The answer is a stretch of the material below, returned exactly: the line containing "PR #2735, opened 2025-08-26", the line containing "I checked the", and all lines between.
(Material for the task Opens)
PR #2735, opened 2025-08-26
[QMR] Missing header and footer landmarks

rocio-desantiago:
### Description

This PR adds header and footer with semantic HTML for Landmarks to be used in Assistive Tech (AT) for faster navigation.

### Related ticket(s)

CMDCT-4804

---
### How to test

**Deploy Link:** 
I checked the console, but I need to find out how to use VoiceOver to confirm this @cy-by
(Material for the task Closes)
(Material for the task Opens)
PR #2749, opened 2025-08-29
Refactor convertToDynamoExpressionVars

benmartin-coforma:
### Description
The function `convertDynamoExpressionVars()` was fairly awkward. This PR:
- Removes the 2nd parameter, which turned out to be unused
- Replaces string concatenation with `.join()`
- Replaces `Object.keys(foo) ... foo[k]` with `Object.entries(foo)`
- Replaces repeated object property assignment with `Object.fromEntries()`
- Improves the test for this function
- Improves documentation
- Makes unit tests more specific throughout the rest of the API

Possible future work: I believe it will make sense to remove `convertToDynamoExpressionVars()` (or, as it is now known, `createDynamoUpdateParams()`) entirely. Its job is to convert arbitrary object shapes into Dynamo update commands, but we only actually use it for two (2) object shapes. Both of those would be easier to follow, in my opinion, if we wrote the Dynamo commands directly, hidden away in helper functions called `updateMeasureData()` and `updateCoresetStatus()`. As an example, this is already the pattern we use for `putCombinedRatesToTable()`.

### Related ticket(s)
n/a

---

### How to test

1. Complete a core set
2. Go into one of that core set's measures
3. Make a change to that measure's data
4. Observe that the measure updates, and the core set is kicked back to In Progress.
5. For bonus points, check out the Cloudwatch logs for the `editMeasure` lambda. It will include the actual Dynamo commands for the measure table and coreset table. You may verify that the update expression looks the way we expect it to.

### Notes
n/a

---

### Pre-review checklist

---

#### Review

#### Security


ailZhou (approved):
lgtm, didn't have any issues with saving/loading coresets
(Material for the task Closes)
(Material for the task Opens)
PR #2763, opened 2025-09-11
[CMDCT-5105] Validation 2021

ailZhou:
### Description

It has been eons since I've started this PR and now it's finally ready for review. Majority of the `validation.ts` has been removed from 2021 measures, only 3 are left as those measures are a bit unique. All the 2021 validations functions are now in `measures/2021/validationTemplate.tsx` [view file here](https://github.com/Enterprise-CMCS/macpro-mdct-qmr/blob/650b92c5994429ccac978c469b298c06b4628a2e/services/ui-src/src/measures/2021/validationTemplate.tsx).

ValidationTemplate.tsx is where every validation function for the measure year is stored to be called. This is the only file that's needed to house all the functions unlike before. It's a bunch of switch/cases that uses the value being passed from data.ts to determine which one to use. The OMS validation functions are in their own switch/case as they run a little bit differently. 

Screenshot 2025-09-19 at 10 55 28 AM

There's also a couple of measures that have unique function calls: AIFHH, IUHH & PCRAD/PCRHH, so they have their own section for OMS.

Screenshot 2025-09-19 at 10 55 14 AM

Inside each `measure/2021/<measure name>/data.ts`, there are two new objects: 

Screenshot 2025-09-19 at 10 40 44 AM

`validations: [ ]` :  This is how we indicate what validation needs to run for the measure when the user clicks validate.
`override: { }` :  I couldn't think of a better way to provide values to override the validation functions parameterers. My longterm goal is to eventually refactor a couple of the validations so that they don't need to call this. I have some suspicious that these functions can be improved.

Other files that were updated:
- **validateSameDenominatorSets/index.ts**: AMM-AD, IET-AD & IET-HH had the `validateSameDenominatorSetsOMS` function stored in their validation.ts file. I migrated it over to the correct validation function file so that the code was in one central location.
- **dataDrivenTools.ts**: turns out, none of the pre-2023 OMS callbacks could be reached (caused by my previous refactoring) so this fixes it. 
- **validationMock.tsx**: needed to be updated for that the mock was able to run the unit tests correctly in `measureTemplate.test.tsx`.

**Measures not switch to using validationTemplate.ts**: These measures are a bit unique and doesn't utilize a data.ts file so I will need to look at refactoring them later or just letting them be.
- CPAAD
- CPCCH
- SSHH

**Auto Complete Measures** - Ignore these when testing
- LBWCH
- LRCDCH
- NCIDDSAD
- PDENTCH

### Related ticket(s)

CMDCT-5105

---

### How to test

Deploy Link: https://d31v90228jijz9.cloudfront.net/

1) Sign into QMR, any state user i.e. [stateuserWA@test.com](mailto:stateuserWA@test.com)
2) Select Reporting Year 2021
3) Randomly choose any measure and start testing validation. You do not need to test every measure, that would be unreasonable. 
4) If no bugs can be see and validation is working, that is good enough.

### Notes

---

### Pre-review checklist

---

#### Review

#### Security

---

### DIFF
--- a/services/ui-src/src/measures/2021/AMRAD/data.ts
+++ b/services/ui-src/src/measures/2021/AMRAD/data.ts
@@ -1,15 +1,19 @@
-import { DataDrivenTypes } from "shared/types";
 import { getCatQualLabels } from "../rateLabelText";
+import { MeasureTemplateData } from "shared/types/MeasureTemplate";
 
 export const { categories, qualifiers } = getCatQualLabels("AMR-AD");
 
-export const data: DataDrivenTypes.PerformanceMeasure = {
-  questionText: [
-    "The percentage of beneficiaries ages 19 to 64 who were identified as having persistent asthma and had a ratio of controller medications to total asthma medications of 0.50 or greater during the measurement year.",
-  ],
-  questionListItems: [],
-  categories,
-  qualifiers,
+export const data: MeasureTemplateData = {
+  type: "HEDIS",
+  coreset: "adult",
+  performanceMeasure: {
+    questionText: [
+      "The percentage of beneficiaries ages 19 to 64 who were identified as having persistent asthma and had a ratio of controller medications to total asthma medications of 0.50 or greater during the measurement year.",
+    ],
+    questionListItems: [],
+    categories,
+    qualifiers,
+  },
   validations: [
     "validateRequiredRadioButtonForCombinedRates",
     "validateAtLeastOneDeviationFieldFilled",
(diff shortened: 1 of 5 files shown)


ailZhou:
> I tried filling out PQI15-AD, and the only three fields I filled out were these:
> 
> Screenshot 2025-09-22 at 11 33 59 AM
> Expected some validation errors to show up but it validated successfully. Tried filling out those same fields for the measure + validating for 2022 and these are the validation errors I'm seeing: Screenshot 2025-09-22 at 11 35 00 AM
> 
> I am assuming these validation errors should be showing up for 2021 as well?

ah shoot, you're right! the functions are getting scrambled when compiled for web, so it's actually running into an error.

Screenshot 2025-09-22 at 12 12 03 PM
(Material for the task Closes)
*Result of this exercise:*
PR #2735, opened 2025-08-26
[QMR] Missing header and footer landmarks

rocio-desantiago:
### Description

This PR adds header and footer with semantic HTML for Landmarks to be used in Assistive Tech (AT) for faster navigation.

### Related ticket(s)

CMDCT-4804

---
### How to test

**Deploy Link:** 
I checked the console, but I need to find out how to use VoiceOver to confirm this @cy-by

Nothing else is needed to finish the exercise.